* [What this task involves]: Find the number of lines below in which the word "once" occurs. Write only that number.

* [Supplied material]:
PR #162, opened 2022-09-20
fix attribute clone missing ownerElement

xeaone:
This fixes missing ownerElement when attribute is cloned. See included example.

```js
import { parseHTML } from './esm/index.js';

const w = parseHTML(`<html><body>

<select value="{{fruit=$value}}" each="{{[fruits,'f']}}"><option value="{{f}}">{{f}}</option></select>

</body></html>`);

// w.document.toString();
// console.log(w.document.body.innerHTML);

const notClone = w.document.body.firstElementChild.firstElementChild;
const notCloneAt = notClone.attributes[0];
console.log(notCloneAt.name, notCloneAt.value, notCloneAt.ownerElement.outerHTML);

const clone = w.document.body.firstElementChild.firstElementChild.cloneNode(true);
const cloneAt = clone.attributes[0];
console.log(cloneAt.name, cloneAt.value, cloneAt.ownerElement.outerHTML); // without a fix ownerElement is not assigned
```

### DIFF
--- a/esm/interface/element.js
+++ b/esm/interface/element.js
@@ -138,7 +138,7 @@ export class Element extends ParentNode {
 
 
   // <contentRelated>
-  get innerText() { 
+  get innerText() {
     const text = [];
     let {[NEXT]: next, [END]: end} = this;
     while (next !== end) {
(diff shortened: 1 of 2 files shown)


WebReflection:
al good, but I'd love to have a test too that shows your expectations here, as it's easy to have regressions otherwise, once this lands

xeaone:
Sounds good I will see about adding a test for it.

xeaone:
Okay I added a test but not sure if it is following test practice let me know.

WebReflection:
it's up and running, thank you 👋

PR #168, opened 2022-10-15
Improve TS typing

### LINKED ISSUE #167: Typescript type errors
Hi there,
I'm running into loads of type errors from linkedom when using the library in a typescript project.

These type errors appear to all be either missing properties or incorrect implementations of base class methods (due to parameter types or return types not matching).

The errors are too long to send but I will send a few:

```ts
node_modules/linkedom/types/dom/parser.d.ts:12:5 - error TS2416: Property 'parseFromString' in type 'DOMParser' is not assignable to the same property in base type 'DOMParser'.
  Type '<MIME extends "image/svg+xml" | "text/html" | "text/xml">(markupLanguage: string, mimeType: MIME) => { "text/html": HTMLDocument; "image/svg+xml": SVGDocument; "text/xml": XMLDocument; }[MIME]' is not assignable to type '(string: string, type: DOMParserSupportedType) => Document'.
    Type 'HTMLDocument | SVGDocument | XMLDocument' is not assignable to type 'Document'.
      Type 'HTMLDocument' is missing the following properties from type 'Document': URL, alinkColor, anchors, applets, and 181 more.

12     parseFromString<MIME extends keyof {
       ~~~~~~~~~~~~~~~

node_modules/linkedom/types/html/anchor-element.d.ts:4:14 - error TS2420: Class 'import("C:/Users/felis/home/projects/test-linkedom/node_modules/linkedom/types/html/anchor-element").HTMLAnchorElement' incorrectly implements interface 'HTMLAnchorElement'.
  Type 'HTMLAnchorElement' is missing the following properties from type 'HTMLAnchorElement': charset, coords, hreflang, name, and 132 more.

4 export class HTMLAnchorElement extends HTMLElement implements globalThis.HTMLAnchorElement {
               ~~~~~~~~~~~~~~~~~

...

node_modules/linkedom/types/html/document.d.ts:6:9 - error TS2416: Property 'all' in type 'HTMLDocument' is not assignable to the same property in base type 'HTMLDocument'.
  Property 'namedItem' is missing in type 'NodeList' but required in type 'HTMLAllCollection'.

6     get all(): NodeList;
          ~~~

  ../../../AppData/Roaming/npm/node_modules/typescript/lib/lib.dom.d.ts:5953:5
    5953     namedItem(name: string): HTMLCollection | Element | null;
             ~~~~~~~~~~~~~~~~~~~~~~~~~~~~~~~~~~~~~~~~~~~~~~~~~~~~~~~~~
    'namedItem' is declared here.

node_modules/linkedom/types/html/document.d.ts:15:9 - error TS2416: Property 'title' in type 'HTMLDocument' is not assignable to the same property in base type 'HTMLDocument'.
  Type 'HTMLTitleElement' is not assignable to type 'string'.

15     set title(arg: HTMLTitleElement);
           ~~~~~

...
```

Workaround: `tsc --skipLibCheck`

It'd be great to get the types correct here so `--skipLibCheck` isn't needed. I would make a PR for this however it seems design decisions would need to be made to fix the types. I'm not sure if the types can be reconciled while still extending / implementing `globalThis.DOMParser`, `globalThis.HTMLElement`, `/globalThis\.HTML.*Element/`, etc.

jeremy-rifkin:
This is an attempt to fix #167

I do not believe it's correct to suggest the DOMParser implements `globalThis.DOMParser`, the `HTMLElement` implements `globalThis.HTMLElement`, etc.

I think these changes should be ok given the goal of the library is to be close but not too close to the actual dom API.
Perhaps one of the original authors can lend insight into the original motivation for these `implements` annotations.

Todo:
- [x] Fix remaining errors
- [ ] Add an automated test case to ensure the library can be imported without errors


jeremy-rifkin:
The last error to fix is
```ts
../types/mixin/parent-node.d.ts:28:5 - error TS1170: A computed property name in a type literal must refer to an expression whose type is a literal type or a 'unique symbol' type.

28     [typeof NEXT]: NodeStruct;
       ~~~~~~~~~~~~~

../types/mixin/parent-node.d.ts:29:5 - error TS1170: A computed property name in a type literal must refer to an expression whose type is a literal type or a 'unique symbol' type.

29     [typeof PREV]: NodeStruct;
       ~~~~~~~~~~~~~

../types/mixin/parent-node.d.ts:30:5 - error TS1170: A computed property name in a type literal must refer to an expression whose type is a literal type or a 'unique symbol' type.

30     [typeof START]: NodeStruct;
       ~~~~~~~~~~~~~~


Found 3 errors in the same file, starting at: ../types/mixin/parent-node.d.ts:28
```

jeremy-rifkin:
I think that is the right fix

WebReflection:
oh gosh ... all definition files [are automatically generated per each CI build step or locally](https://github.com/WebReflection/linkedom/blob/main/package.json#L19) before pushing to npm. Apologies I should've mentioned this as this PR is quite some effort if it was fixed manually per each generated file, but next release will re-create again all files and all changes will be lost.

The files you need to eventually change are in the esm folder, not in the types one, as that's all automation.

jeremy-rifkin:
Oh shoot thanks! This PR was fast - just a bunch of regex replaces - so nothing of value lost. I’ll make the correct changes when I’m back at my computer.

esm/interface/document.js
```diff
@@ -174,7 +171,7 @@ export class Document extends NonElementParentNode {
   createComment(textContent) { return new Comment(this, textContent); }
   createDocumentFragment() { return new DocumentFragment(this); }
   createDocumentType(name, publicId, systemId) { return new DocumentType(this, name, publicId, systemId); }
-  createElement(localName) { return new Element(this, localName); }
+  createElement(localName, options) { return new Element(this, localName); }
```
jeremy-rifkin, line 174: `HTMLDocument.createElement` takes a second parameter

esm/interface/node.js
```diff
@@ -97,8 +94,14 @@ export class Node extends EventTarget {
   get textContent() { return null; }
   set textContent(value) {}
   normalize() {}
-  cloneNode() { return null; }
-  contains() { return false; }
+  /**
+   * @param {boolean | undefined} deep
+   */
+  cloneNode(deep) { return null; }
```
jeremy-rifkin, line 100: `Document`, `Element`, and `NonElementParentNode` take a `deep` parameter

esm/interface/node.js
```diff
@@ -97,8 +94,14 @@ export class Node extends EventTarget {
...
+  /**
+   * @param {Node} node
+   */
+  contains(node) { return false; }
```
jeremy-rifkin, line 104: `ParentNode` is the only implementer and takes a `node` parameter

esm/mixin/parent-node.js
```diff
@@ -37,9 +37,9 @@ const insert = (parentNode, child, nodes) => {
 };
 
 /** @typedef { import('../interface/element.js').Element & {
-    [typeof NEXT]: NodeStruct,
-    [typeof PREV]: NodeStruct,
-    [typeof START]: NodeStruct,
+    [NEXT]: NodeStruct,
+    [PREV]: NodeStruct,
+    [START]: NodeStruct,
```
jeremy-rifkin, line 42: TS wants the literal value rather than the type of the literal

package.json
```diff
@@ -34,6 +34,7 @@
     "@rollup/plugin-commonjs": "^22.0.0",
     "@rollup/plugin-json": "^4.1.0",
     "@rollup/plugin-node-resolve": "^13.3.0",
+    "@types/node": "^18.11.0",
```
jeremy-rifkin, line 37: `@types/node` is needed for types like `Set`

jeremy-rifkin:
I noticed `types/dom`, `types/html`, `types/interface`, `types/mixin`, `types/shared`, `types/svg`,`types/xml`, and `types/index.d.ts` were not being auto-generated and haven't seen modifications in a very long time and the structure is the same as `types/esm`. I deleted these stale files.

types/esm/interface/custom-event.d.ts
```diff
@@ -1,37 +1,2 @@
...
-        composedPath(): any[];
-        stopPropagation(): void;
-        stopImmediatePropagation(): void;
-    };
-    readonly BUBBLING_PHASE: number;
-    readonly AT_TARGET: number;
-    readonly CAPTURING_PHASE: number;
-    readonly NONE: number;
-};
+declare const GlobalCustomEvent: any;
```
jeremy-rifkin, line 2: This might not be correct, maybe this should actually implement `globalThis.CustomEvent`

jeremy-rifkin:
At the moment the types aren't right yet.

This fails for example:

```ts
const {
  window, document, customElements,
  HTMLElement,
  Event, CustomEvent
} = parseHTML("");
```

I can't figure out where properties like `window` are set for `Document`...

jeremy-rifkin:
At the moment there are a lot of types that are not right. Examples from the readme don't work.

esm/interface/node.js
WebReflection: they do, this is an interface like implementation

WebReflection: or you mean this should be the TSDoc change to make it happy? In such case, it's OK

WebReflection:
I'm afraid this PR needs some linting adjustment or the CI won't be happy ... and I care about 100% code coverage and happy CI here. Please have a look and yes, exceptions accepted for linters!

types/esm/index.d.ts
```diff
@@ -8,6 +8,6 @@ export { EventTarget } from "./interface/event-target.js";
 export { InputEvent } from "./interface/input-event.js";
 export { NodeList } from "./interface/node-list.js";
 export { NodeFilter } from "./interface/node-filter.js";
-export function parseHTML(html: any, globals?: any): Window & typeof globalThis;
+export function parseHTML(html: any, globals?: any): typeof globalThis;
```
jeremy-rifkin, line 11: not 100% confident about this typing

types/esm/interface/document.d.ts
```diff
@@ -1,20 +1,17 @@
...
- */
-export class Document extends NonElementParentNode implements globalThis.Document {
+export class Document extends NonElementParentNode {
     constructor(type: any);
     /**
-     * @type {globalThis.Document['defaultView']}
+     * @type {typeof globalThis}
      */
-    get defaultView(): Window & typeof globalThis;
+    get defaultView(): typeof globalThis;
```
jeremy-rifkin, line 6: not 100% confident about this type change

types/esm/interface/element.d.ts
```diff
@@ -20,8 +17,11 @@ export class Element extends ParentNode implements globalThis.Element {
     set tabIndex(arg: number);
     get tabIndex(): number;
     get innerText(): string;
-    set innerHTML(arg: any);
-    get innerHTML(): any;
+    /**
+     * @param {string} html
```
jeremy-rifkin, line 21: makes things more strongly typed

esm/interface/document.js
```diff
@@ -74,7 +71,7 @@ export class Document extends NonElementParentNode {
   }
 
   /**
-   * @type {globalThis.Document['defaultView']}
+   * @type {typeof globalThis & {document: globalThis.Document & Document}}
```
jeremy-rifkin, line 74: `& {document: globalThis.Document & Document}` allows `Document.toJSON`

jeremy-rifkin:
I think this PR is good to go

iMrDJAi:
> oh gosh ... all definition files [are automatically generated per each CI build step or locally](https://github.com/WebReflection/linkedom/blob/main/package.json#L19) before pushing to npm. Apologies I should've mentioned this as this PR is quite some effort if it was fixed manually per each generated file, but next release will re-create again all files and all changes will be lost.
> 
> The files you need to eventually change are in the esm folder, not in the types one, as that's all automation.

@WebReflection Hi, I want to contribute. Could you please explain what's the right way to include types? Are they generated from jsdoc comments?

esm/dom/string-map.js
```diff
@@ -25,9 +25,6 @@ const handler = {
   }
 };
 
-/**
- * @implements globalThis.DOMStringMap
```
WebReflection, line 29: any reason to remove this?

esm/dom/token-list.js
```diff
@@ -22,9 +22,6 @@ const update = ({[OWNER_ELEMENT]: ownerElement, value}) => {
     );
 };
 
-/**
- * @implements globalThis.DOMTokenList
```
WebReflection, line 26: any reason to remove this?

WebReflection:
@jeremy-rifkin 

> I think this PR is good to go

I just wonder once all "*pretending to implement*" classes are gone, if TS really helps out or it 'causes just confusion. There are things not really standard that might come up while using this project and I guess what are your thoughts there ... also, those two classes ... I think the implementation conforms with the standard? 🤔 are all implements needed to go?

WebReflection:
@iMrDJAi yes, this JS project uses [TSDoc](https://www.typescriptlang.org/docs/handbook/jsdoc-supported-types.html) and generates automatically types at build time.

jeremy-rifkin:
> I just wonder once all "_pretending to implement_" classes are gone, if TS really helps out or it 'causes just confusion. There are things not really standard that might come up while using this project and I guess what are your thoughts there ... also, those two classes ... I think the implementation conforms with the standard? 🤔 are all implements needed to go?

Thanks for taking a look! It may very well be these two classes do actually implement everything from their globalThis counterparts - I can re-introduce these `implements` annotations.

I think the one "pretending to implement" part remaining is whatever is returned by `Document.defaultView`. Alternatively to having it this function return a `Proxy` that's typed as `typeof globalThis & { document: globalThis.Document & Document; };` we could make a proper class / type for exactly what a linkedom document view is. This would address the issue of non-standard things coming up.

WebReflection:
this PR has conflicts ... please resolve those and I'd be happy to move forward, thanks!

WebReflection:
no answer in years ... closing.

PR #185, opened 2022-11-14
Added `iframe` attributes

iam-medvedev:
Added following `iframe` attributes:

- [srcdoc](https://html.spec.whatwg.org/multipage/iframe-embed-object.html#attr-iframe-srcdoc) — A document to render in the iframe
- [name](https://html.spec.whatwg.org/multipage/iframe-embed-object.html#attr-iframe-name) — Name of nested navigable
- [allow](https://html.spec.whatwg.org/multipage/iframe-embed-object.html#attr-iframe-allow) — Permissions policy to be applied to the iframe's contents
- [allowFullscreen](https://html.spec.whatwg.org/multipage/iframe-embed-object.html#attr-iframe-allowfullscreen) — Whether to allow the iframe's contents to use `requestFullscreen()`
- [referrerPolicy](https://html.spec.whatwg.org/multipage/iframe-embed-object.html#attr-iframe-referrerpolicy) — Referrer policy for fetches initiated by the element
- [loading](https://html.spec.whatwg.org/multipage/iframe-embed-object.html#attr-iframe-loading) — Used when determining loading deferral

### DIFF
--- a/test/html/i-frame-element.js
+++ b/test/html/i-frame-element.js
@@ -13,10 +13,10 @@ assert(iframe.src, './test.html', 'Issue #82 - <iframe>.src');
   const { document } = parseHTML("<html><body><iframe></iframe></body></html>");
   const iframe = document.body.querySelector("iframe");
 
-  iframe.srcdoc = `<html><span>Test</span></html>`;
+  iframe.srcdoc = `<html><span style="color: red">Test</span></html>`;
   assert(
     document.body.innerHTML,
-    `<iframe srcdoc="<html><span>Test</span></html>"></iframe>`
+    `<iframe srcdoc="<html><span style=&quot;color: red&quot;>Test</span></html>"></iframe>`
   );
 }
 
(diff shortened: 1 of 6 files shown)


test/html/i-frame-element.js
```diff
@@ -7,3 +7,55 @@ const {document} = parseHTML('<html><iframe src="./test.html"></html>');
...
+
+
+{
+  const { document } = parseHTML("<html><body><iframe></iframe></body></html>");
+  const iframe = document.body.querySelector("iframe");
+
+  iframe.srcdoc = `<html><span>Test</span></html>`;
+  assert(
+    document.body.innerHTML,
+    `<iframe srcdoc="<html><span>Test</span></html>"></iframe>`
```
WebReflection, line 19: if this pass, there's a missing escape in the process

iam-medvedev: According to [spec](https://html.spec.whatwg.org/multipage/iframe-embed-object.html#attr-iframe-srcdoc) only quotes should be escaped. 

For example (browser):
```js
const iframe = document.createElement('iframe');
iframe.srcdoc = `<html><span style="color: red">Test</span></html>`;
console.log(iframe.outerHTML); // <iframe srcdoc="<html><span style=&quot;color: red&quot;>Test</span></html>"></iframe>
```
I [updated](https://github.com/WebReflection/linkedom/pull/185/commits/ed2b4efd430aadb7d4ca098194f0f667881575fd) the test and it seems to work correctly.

* [Answer area]: 3